PR #590, opened 2024-03-25
chore: lint rules to prevent import from @dfinity/*/src

peterpeterparker:
# Motivation

There was an issue in release [2024.03.25-1345Z](https://github.com/dfinity/ic-js/releases/tag/2024.03.25-1345Z) because one function was imported as `@dfinity/utils/src` which works fine when the workspace is build but, can lead to issue when used in a dapp. In that case I noticed the error in Oisy.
· · · ·
# Work to be completed
Begin with the first line of the listing and copy exactly through the line that contains "# Motivation", please, keeping both ends and leaving out everything after.

# Task answer
PR #590, opened 2024-03-25
chore: lint rules to prevent import from @dfinity/*/src

peterpeterparker:
# Motivation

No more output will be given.